Fraunhofer COMEDD installed a new cluster system in their production line for the processing of 8" wafers. This upgrade of the pilot line offers a wide range of processes, including evaporation of organic and inorganic materials, metal evaporation, electron beam evaporation and high quality thin-film encapsulation). COMEDD's new line was made by SNU Precision. This new line will be especially useful for research on OLED microdisplays in interactive data eyeglasses and future integrated OLED-on-Silicon opto-sensors

COMEDD was established in 2009 as a department in at the Fraunhofer IPMS, but it is now an independent institute at Fraunhofer. Two days ago (on April 9) they conducted the official opening ceremony of the new institute. Congratulations guys!

Fluxim released version 3.3 of their SETFOS simulation software, used to study OLED and OPVs. Version 3.3 includes the following improvements over the previous version (released in March 2011):

• multi-threading support for speed improvement on multicore PCs
• a completely re-designed graphical user interface (GUI)
• a solver for electrical impedance spectroscopy simulations
• an algorithm for scalar light scattering

According to Japan Economic Newswire, Sharp decided to launch a three-year project to develop OLED mass production technologies. Sharp's mass production technology will be ready by 2016 and then the company will decide whether they will build their own OLED fab or outsource the production to other makers or even license or sell the technology. It's not clear whether Sharp aims to make OLEDs for mobile displays, flexible OLEDs or OLED TV panels.

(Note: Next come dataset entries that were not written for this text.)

PR #6, opened 2015-12-27
TCK tests proposal

phueper:
i transformed one of the tests from the TCKLocalDate.java class


phueper:
I have more of these `of` factory tests coming up... maybe we can take a look at them when there are more tests... maybe i can finish them tonight

PR #7, opened 2015-12-30
TCK Tests

phueper:
- more functionality added to `Month` and `LocalDate`
- all Tests in `tck/LocalDateTest.js` now enabled


pithu:
ups sorry, changed Month as well in the same time. I changed the way to export "static const class properties". Like that it feels a bit more handy, doesnt it ?
```
import {Month} from './Month'
Month.of(1);
Month.JANUARY;
```
Dont we need a validation for the monthOfYear range?

phueper:
Hmm... you are right... i thought i took that from the JDK... but it is not in there... i'll redo it :/

phueper:
done with the `of...` tests :)

PR #16, opened 2016-01-20
Monster PR (Month, Duration, ThreeTenBP, ...)

phueper:
Sorry... this has gotten way too big

- started as the Month/MonthTests
- i realized i needed Duration as well so started the DurationTests
- switched to the ThreeTenBP as reference during the licensing discussion
- finalized the DurationTests

i doubt it is feasible to break this apart into more "digestible" chunks... so we'll probably merge it as a whole to have a base for further, smaller PRs


phueper:
oh well... i guess i need to increase the coverage some more :/

PR #25, opened 2016-03-19
cleanup TODOs in Duration and DurationTest

phueper:
- the overflow in toSeconds() is not acceptable and not intended, since Duration is calculating seconds as floats internally...
  we use normal multiplication here and accept the possible rounding error
- the rounding errors in dividedBy are also acceptable since we use normal float division as well
(cherry picked from commit cc4840b)


timaschew:
Why not using a library like [big.js](https://github.com/MikeMcl/big.js)?
I used it for the Duration class: https://github.com/Kenobi-Time/KenobiTime/blob/525f4ac8229f17748f1b0202d9b02d343c6dbab8/lib/time/duration.coffee#L22-L26

pithu:
IMHO floating point divisions are not acceptable. We should solve issues like this, by converting to a int div and int mod. 

`d.mulltipliedBy(2).equals(d.plus(d))` should be true  always!

The following (untested pseudo) code should work, doing a ROUND_DOWN not HALF_DOWN and might have an overflow for a multiplicand bigger then 9.007.199. Both is acceptable for me.

 ```
    multipliedBy(multiplicand) {
        var secs = this._seconds * multiplicand;
        var nos = this._nanos * multiplicand;
        if (nos > MAX_SAFE_INTEGER || nos < MIN_SAFE_INTEGER){
            // overflow exceptions
        }
        secs = secs + MathUtil.intDiv(nos, LocalTime.NANOS_PER_SECOND);
        nos = MathUtil.intMod(nos, LocalTime.NANOS_PER_SECOND);
        return Duration.ofSeconds(secs, nos);
    }
```

phueper:
@pithu: I updated `multipliedBy` with your proposal slightly modified to use `MathUtil.safeMultiply` ... that works, however the rounding differences remain

pithu:
:+1:

pithu:
@timaschew , as a basic, core library,  we don't want to have any third party dependencies.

According to JEN Sharp will release its 3-year business plan on May 14, and then we'll know whether the OLED project is indeed included in their plan. The report says that Sharp plans to use "unique materials" that will make "clearer OLED images". Perhaps they mean SEL's and Sharp's new crystal structure innovation, used in the company's latest OLED prototypes.

In December 2012 we posted about Japan's Kyushu University new rare-metal free fluorescent OLED emitter materials that achieve 100% emission efficiency. Now the International Society for Optics and Photonics (SPIE) released a new video featuring Kyushu's professor Chihaya Adachi. Following a rather long introduction into his lab and his own biography, professor Adachi explains their thermally activated delayed fluorescence (TADF) technology (also called hyperfluorescence).

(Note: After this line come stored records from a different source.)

PR #28, opened 2016-03-20
Simplify deployment for gh-pages

timaschew:
This is one of two parts to simplify the deployment.

With this setup you only need to sync the two markdown files (readme and cheat-sheet) from the master branch. If you change them just run `npm run gh-pages`, that's it.

### DIFF
--- a/deploy-gh-pages.js
+++ b/deploy-gh-pages.js
@@ -1,0 +1,15 @@
+var ghpages = require('gh-pages');
+var path = require('path');
+
+ghpages.publish(path.join(__dirname, '.publish'), {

Adachi says that are seeking a commercialization partner, and they still need to study the degradation mechanism and expand the emission spectrum. Towards the end of this video you can view a couple of prototype monochrome (green) panels that use their new emitters.

Nanomarkets released a new white paper about solution-Processed OLEDs. They estimate that in order for the OLED market to grow significantly for TV and lighting applications, companies must adopt solution-processable materials. Soluble OLEDs have been researched for years with very little outcome outside of the lab. But Nanomarkets believes that the current problems can be fixed, and are worth fixing.

Soluble OLED materials and appropriate processes are being researched by Sumitomo, DuPont, Pioneer, UDC, Solvay, Marck and others. They estimate that the first panels to be made using these materials will be Pioneer's (together with Mitsubishi) OLED lighting panels - planned for 2014. Nanomarkets thinks that if Pioneer succeeded, it may push GE back into the OLED game with their own soluble material solutions. It's interesting that Nanomarkets does not mention Panasonic's OLED TV prototype that uses Sumitomo's P-OLED materials.

Last month we reported about the EU's new €11.2-million 3-year project called Flex-o-Fab that aims to help commercialize flexible OLEDs within six years. Today we hear that one of the project partners, UK's Epigem, will get €444,000 to produce anode film based on its existing Epimesh product. Epimesh features very low sheet resistance and high optical transparency.

Epimesh film is an ultra-fine metal mesh embedded into a polymer coating which is adhesively bonded onto one side of a flexible carrier film. Epigem says that light transmission (through both the metal grid and the polymer layers) is above 90%.